• _Task requirements_
Where the word "emitted" occurs in a line of the listing, please copy the line.

• _Provided entries_

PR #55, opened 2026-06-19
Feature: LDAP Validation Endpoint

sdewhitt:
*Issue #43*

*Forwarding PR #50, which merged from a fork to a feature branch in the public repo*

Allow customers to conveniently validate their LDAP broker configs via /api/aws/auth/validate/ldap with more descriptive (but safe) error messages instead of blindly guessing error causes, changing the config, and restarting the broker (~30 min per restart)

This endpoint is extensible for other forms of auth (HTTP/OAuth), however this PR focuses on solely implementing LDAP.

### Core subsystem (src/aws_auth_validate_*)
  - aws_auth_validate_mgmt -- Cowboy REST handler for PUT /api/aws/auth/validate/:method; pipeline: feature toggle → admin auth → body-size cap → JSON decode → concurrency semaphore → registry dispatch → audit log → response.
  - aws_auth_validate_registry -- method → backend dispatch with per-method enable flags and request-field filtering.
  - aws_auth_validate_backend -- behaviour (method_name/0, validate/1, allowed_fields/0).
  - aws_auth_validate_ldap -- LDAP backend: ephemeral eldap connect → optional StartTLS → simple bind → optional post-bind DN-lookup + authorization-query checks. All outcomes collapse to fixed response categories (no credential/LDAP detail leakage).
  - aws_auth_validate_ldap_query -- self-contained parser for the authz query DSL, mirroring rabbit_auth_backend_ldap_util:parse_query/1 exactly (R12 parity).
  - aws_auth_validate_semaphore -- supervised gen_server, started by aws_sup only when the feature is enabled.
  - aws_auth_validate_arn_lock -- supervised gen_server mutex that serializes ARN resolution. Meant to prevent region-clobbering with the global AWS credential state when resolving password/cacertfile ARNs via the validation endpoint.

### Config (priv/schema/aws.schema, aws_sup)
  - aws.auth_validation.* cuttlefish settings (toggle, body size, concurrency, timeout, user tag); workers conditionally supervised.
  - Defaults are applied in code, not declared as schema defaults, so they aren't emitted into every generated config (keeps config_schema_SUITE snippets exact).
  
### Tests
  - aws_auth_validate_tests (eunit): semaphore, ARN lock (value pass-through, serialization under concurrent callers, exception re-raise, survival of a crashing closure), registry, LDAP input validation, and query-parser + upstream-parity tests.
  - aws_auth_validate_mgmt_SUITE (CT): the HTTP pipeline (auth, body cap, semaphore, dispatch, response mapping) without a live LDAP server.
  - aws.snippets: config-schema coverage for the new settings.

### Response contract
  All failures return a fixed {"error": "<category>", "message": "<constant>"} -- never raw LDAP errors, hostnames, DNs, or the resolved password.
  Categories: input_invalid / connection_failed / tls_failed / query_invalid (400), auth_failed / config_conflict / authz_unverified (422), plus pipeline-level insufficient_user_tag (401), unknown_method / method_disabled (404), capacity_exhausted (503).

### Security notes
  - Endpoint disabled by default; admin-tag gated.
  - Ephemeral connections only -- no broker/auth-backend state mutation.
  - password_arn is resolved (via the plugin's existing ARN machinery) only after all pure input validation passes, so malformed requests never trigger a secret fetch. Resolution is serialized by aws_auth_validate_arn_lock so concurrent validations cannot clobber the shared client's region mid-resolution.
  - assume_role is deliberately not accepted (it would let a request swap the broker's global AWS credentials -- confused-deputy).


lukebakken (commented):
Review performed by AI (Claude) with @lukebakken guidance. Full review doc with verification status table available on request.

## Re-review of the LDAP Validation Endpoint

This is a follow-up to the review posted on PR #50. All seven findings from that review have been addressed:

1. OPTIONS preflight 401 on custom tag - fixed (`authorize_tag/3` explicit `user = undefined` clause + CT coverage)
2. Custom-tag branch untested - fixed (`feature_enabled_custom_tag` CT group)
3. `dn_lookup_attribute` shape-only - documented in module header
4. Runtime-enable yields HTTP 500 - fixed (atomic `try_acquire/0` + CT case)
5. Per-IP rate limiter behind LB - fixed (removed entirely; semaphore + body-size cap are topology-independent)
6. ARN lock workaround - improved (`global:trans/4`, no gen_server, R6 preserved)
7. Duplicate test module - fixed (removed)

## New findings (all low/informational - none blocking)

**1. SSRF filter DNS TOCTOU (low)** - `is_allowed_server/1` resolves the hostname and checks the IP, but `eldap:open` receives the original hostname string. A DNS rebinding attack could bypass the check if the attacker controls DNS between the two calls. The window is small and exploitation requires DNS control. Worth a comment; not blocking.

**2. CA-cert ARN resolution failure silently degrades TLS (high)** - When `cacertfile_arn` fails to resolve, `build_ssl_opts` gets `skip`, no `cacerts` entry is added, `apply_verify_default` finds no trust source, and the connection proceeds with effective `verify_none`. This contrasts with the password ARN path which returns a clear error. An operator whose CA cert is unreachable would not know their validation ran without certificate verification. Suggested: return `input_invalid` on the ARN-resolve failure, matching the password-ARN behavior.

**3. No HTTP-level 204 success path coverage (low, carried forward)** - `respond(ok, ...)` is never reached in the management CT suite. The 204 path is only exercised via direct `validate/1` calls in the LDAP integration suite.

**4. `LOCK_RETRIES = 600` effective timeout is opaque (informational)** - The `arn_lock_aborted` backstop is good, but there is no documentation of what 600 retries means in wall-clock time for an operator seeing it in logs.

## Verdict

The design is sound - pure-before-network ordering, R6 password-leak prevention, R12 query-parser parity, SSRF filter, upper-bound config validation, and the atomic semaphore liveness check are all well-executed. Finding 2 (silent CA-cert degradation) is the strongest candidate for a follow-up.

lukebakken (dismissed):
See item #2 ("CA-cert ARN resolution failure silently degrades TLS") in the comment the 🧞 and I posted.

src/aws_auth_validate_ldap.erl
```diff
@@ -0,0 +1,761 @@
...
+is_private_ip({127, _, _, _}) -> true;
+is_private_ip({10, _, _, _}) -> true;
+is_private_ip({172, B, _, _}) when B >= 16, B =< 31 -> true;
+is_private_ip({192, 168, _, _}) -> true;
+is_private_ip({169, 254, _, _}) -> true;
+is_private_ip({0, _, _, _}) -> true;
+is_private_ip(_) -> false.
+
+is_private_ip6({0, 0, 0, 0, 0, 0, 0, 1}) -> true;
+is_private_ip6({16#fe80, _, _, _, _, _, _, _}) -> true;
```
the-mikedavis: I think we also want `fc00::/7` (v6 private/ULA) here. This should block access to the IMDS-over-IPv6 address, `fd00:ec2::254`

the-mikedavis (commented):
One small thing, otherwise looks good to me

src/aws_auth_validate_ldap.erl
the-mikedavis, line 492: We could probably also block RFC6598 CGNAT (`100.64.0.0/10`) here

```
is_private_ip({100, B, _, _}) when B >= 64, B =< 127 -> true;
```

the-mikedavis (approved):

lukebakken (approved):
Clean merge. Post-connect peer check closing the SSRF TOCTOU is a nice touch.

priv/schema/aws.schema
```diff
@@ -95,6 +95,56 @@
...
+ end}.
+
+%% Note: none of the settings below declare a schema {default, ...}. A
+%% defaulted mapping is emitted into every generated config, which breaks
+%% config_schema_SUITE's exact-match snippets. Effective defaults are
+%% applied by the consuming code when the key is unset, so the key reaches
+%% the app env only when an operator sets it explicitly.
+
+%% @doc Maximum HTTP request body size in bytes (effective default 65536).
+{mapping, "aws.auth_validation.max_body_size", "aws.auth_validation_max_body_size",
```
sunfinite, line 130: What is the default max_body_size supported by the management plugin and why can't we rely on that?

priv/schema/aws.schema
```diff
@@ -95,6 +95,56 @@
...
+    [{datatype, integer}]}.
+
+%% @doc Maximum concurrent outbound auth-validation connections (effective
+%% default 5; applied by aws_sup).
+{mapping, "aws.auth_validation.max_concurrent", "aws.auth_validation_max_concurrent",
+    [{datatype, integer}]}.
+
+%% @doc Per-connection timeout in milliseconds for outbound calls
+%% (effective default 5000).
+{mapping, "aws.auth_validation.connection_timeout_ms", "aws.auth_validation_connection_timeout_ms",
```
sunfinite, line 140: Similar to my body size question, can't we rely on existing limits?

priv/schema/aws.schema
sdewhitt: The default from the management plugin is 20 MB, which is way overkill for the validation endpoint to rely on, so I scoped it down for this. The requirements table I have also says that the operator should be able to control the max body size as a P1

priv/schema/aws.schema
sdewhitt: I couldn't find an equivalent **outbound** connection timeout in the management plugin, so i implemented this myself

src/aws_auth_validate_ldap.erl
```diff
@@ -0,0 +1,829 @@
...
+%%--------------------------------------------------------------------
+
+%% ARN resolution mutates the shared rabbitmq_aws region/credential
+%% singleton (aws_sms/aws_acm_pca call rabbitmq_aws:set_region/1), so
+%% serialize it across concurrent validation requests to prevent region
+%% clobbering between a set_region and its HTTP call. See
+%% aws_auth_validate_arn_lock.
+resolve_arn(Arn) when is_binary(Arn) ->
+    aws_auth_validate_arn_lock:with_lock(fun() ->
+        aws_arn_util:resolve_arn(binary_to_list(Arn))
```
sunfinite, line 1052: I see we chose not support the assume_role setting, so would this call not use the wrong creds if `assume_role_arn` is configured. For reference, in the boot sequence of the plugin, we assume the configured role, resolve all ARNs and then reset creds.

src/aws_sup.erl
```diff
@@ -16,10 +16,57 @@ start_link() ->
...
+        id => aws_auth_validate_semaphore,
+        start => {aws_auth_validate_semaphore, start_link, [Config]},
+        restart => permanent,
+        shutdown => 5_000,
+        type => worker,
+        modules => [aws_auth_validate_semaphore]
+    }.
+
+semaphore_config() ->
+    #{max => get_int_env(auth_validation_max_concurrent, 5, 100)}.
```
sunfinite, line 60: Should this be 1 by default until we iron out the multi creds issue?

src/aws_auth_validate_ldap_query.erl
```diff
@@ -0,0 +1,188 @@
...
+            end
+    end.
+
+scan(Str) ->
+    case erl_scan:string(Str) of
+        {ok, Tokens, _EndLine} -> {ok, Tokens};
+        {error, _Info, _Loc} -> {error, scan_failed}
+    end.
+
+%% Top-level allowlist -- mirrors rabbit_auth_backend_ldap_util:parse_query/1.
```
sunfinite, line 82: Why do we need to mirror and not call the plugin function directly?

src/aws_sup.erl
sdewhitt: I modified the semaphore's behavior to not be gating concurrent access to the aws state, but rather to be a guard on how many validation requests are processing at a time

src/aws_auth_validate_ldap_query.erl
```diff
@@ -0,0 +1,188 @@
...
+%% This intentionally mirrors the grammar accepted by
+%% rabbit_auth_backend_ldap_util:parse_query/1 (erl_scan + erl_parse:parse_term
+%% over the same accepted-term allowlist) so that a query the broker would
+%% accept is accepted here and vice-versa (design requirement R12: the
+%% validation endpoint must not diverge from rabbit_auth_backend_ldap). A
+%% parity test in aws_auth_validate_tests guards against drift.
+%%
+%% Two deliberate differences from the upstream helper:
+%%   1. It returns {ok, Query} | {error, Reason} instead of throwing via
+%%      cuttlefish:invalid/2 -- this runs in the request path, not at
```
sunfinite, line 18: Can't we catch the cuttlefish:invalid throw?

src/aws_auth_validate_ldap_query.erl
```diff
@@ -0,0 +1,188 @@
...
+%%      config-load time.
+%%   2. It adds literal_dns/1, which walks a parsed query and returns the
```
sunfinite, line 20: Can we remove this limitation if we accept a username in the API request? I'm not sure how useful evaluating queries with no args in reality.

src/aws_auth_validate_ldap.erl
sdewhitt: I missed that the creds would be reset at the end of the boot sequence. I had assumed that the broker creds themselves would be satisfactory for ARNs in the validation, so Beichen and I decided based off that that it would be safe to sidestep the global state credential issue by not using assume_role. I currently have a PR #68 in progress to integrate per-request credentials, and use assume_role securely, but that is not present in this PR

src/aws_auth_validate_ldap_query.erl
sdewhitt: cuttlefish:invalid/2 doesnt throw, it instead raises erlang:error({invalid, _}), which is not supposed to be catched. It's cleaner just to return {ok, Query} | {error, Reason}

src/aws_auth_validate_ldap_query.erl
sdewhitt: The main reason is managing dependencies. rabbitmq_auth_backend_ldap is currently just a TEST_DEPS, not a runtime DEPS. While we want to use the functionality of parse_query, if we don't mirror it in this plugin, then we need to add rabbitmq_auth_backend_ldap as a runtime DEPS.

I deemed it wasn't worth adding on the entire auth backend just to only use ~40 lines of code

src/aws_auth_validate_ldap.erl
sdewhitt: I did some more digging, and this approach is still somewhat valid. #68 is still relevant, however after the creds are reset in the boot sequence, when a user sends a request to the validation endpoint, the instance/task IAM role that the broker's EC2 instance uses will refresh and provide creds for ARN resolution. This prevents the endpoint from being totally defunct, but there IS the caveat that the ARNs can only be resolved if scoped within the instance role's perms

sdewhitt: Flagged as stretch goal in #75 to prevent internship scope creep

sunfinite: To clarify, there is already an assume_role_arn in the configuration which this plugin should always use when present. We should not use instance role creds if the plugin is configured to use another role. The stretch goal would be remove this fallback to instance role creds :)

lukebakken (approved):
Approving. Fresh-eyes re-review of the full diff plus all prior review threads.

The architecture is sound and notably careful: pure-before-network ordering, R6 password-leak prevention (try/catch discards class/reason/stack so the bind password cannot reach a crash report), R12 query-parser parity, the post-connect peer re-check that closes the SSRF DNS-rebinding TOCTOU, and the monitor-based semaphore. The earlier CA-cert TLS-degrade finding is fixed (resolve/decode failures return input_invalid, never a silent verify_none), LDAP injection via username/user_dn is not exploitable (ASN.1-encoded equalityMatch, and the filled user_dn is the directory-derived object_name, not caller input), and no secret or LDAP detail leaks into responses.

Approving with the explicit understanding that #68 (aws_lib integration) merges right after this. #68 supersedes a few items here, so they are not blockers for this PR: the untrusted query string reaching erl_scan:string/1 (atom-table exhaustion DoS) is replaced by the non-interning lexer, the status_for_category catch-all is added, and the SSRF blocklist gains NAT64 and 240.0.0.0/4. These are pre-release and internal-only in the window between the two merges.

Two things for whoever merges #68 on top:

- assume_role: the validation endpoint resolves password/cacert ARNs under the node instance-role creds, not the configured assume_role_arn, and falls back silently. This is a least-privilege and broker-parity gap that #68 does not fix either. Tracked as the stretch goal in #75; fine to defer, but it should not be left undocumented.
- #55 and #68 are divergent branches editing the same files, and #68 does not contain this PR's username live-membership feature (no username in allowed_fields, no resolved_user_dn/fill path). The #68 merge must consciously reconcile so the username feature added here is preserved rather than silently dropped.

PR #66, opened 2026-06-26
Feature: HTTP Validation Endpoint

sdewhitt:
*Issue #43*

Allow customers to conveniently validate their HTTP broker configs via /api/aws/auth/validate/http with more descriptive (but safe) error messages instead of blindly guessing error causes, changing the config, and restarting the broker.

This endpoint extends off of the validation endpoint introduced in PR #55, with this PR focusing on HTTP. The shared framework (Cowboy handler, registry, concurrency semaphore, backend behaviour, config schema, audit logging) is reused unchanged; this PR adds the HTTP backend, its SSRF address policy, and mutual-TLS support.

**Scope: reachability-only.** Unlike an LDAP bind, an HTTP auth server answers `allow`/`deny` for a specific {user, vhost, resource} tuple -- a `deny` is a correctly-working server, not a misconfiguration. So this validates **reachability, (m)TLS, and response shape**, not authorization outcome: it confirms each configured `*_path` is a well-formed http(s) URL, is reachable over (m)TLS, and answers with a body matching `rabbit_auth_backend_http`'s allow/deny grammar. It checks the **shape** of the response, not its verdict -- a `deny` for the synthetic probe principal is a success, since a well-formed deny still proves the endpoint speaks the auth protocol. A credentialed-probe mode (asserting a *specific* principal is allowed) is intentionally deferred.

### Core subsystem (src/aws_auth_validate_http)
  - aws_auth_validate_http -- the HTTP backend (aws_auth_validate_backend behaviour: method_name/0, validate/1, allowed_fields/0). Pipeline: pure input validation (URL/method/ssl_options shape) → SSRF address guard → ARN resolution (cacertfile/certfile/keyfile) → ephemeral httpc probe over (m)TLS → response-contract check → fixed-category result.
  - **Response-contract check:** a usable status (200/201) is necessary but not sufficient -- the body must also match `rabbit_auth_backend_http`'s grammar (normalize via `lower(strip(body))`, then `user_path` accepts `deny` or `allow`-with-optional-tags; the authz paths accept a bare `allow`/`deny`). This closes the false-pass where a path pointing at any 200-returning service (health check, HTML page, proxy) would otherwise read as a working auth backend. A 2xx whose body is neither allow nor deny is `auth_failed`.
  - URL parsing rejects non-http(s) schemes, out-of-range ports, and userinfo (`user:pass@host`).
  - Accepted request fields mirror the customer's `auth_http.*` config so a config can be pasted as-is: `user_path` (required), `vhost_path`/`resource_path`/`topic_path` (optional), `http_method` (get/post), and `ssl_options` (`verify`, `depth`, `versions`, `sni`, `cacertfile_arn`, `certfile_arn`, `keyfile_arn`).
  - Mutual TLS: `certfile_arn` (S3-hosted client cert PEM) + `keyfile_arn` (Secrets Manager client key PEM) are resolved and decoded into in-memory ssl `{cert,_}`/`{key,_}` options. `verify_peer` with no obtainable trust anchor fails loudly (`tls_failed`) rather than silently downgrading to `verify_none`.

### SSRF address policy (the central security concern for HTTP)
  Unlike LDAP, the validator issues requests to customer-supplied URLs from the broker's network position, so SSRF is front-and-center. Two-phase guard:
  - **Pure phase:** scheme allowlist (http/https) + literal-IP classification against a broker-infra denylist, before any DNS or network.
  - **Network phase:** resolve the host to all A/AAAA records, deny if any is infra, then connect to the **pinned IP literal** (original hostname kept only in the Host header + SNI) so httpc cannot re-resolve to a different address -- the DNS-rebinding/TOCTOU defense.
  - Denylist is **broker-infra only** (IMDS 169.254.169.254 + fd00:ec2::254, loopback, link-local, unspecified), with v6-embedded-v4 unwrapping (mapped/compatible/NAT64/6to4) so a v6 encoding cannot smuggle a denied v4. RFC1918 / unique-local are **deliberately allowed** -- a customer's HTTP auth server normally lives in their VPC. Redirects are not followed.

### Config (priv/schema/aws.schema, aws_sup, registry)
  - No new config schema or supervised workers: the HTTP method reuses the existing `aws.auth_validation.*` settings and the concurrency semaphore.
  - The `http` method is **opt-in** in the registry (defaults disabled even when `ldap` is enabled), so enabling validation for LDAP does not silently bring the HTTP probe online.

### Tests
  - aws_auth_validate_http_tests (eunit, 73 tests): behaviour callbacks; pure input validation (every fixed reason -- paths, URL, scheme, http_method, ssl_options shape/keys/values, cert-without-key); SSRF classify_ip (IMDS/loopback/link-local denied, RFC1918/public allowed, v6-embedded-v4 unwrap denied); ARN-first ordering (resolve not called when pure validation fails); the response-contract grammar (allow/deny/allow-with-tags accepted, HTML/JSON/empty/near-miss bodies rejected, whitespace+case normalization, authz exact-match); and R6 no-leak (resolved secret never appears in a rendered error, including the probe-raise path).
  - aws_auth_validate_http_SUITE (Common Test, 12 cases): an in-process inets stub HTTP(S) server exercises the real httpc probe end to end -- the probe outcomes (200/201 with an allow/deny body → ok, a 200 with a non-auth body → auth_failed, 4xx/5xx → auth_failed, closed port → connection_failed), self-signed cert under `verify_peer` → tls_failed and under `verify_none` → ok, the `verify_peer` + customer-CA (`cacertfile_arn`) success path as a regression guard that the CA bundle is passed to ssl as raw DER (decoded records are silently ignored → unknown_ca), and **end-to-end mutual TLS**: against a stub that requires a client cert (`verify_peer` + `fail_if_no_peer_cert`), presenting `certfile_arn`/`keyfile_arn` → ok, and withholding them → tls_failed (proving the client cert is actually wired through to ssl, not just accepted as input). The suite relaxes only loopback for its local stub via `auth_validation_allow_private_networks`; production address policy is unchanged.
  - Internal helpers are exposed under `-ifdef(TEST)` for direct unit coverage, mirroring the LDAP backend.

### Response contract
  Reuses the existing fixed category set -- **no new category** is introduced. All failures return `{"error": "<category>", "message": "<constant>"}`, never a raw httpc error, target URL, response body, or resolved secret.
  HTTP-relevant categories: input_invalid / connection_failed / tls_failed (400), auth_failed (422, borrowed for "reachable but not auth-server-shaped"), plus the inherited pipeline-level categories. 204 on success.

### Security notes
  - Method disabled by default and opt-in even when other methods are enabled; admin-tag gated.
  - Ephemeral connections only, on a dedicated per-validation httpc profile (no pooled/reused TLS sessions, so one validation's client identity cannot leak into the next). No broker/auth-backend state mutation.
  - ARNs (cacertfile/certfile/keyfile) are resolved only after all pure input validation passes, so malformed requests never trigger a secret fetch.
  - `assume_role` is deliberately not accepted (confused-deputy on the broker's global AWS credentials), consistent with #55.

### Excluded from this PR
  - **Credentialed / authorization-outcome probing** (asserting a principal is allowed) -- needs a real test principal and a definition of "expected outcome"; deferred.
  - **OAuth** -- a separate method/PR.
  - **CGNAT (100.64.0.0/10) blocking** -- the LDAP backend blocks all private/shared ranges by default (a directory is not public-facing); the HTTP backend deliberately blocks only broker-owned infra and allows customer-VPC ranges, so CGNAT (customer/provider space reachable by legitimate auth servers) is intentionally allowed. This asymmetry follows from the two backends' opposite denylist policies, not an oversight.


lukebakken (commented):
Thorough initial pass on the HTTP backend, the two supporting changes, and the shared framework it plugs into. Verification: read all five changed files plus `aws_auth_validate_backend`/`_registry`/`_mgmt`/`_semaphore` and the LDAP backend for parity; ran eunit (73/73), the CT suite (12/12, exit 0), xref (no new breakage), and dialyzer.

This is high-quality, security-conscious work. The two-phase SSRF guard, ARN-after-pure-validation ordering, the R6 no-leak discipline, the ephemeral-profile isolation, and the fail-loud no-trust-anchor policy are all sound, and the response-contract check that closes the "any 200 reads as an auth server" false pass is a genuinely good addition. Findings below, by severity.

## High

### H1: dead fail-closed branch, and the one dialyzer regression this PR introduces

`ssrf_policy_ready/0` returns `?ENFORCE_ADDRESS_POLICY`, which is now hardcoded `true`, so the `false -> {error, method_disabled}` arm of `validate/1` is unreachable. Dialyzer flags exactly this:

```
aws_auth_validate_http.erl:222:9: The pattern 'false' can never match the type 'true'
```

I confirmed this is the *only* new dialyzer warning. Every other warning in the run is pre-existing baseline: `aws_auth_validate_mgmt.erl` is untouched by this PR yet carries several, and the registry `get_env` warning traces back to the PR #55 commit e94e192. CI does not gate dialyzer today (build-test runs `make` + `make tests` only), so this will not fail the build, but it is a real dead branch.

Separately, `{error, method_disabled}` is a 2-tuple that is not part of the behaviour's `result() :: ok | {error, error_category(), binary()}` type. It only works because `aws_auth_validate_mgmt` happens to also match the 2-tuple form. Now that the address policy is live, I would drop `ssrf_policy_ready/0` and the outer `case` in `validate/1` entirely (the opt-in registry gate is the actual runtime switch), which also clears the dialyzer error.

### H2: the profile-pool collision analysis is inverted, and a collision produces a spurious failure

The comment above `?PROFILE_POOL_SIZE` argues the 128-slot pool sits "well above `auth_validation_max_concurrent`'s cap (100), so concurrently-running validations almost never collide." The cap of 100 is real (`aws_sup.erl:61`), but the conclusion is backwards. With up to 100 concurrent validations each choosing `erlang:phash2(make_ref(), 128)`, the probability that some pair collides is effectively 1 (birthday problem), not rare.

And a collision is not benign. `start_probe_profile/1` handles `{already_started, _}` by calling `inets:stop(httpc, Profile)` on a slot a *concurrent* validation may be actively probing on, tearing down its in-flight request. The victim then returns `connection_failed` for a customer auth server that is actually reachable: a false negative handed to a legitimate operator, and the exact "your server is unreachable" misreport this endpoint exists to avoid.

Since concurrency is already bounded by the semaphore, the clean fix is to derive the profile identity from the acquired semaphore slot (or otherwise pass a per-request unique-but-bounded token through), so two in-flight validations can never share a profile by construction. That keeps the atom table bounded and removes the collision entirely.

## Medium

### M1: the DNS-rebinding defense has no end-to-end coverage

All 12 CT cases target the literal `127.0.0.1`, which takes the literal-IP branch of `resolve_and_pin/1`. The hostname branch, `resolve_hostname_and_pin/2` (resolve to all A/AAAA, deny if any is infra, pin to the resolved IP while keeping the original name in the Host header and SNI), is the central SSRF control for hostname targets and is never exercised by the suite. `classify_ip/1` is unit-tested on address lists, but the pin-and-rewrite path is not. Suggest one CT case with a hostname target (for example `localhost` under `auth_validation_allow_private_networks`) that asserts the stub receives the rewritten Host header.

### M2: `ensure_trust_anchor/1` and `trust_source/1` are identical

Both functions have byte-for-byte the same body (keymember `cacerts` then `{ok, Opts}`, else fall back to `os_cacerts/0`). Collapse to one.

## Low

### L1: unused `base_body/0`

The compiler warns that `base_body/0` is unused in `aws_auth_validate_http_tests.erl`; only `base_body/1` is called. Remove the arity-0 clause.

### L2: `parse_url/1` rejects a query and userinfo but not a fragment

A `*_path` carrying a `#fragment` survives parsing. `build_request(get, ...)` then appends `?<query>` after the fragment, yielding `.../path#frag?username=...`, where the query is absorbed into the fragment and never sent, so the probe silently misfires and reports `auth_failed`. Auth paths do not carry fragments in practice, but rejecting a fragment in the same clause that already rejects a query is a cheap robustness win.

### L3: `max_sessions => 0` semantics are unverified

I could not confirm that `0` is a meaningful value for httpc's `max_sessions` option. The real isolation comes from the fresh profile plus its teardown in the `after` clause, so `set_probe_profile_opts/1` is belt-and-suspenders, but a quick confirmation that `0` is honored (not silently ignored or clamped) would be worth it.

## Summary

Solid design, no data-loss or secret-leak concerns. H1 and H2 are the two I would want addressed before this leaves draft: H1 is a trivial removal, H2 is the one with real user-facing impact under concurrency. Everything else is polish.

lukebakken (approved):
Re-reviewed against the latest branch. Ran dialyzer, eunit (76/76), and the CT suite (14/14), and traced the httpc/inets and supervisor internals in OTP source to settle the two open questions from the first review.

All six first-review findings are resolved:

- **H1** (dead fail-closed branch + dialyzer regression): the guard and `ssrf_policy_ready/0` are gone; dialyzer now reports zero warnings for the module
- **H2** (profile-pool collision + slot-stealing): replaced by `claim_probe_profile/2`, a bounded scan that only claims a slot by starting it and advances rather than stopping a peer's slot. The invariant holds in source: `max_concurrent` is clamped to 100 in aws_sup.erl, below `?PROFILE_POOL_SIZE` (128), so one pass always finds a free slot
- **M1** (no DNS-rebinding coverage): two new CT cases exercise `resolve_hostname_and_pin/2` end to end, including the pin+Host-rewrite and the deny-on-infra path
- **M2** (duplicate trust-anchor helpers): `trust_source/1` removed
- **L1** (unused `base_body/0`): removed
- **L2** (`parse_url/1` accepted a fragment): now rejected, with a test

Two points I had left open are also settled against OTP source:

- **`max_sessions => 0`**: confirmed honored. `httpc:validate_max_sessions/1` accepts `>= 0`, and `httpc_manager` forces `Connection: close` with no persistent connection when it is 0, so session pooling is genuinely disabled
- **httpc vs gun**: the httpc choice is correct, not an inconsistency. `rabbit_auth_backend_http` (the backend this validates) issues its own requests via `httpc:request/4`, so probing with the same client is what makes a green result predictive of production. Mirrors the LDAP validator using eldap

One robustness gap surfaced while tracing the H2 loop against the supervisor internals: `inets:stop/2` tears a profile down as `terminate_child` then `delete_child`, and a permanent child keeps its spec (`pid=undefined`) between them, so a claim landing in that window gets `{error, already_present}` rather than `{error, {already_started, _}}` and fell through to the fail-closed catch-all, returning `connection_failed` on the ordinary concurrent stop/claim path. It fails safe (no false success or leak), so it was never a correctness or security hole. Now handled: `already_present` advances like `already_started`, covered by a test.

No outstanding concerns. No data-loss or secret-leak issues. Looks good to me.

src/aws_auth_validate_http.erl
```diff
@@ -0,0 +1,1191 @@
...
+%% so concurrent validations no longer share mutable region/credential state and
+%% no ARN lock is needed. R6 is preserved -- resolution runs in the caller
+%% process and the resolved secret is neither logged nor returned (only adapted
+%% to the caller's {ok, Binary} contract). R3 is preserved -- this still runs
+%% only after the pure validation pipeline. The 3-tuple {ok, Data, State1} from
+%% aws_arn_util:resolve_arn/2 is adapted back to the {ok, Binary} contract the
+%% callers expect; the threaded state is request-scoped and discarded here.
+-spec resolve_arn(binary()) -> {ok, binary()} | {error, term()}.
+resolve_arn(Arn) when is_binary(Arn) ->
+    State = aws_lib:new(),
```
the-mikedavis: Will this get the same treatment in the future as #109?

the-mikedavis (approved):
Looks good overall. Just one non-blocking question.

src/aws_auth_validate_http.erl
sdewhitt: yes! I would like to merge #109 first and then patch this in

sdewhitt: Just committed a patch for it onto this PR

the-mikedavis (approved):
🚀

• _Answer to this problem_
  - Defaults are applied in code, not declared as schema defaults, so they aren't emitted into every generated config (keeps config_schema_SUITE snippets exact).
+%% defaulted mapping is emitted into every generated config, which breaks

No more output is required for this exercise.